Former Orthodox synagogue in Alanta, Lithuania

The Synagogue of Alanta (Alantos sinagoga) is a former Jewish congregation and synagogue, located at 3a Ukmergės Street, in Alanta, in the Molėtai District Municipality, in the Utena County of Lithuania. A wooden synagogue that was designed in the Romantic style, the building operated as a synagogue from the mid-19th century until it was devastated by Nazis in 1941. Subsequently used for profane purposes, the building was restored during 2021 and now operates as a cultural center.

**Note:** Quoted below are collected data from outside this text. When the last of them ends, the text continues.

PR #3004, opened 2026-07-06
Deprecate measure noise learnings shots per randomization as an int

### LINKED ISSUE #2988: Deprecate `measure_noise_learning.shots_per_randomization` as an int (auto only)
`measure_noise_learning.shots_per_randomization` should only support `"auto"` on the
legacy EstimatorV2. The explicit-int path should be deprecated.

## Why

The wrapper runs its TREX calibration as a bundled `SamplexItem` inside the same
`QuantumProgram` as the estimation items, and `QuantumProgram.shots` is **one global value** —
there's no per-item shots on the item or the wire schema. So the calibration can't be given a
shot count of its own; the only lever it has is `num_randomizations` (the item shape).

An int `shots_per_randomization` pretends to give the calibration its own per-randomization
budget, but there's nowhere to put it. Today `prepare.py` just checks that the int matches the
estimation's per-randomization shots and raises otherwise
(`executor_estimator/prepare.py::prepare`):

> "shots_per_randomization must be the same for twirling and measure_noise_learning."

So an explicit int is only accepted when it equals a value the user didn't choose.

To prepare for this change it is best to deprecate the configuration for the legacy behavior.

## Deprecation

- Keep `"auto"` as the only meaningful value; emit a `DeprecationWarning` when an int is passed
  (and keep the existing "must match" error for now).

The Alanta synagogue is one of 17 former wooden synagogues remaining in Lithuania.

== Structure ==

The synagogue is a wooden log structure of rectangular plan, built on a rough-stone concrete foundation and divided into two floors in the west. The structure is spanned with a hipped rafter roof covered with tin. On the exterior, the building is protected with horizontal weather-boarding above the windowsills of the prayer hall, and a vertical one below them. A prayer hall of almost square plan is situated on the eastern side. On the western side, the building includes a vestibule and a small room with a stove, which also heated the prayer hall. A staircase in the southwestern corner leads to a women's section on the first floor, which opens to the prayer hall with two long rectangular windows. The main entrance to the building is in the western wall and the women's entrance is on the southern wall. Ten round-headed windows opened from the prayer hall: three windows on the southern and northern walls and two pairs of windows on the eastern wall. The windows of the vestibule and the women's section are rectangular. The ceilings are joisted flat constructions; that of the prayer hall is supported by two large beams, resting on the western wall of the women's section and the eastern wall of the prayer hall.

== History ==
Built in second half of 19th century, the building operated as synagogue until 1941. After World War II it was used as grain warehouse. After Lithuanian Independence the building was returned to Lithuanian Jewish community and synagogue listed as protected building.

Rabbi Benjamin Gittelshon served as the rabbi.

Neither a bimah (presumably at the center), nor a Torah ark (presumably at the eastern wall) has survived.

In 2015 emergency repair works was carried out. Reconstruction works commenced in 2020 and were completed in 2021.